Source: vignettes/articles/Wen_2016_enrofloxacin_Pmultocida.Rmd
Wen_2016_enrofloxacin_Pmultocida.Rmd

Model and source

  • Citation: Wen X, Gehring R, Stallbaumer A, Riviere JE, Volkova VV. (2016). Limitations of MIC as sole metric of pharmacodynamic response across the range of antimicrobial susceptibilities within a single bacterial species. Scientific Reports 6:37907.
  • Article: https://doi.org/10.1038/srep37907

This vignette validates the three packaged in-vitro pharmacodynamic models (Wen_2016_enrofloxacin_MIC0p01, Wen_2016_enrofloxacin_MIC1p5, Wen_2016_enrofloxacin_MIC2p0) against the published Wen 2016 results. Because the model has no PK component (the drug concentration is a static experimental input held constant in the broth) and no fitted residual error on the bacterial density, PKNCA is not the right validation target; the vignette instead reproduces the paper’s published figures (time-kill trajectories from Figure 1, parametric-uncertainty Monte-Carlo box-plots from Figures 2 and 3) and checks the per-isolate concentration-effect curves against the Discussion narrative.

Population

The paper used three Pasteurella multocida isolates from cattle respiratory organs (Methods, Bacterial isolates and antimicrobial agent paragraph):

  • Bovine lung (MIC = 0.01 ug/mL) – the most-susceptible isolate. The Discussion describes this strain as exhibiting the expected concentration-dependent enrofloxacin PD, with EC50 an order of magnitude higher than the MIC and Emax of 1.64 log10(CFU/mL)/h.
  • Bovine nasal swab (MIC = 1.5 ug/mL) – a less-susceptible isolate exhibiting time-dependent PD characteristics. EC50 is close to the MIC and Emax is roughly half the bovine-lung value.
  • Bovine nasal swab (MIC = 2.0 ug/mL) – the least-susceptible isolate with the steepest Hill coefficient (4.37) and the lowest Emax (0.69).

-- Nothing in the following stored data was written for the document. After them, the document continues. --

PR #261, opened 2021-02-15
refactor: use ListAll function to get all the result from the specifi…

marinsalinas:
…c resource


gabybeitler (approved):

yannickstruyf3 (commented):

Susceptibility was determined by broth microdilution per the Clinical and Laboratory Standards Institute (CLSI) protocol and confirmed by E-test. All time-kill experiments used brain heart infusion (BHI) broth at 37 C with shaking (200 rpm), a starting inoculum of 5 x 10^5 CFU/mL, and a 24 h observation window with samples at 0, 1, 2, 3, 4, 5, 6, 7, 8, 12, and 24 h. For each isolate, seven enrofloxacin concentrations corresponding to 0.5, 0.75, 1, 2, 3, 5, and 10 multiples of the isolate’s MIC were studied, plus a no-drug control. The full per-isolate metadata is accessible via readModelDb(<model>)$population.

isolates <- c(
  low = "Wen_2016_enrofloxacin_MIC0p01",
  mid = "Wen_2016_enrofloxacin_MIC1p5",
  high = "Wen_2016_enrofloxacin_MIC2p0"
)
do.call(rbind, lapply(isolates, function(nm) {
  meta <- rxode2::rxode(readModelDb(nm))$population
  data.frame(
    model           = nm,
    isolate_source  = meta$isolate_source,
    mic             = meta$mic,
    stringsAsFactors = FALSE
  )
}))
#>                              model    isolate_source
#> low  Wen_2016_enrofloxacin_MIC0p01       Bovine lung
#> mid   Wen_2016_enrofloxacin_MIC1p5 Bovine nasal swab
#> high  Wen_2016_enrofloxacin_MIC2p0 Bovine nasal swab
#>                                                              mic
#> low  0.01 ug/mL (broth microdilution per CLSI; E-test confirmed)
#> mid   1.5 ug/mL (broth microdilution per CLSI; E-test confirmed)
#> high  2.0 ug/mL (broth microdilution per CLSI; E-test confirmed)

Source trace

Every ini() parameter in the three model files carries an in-file comment pointing to its source location in Wen 2016 Table 1. The table below collects them in one place for review.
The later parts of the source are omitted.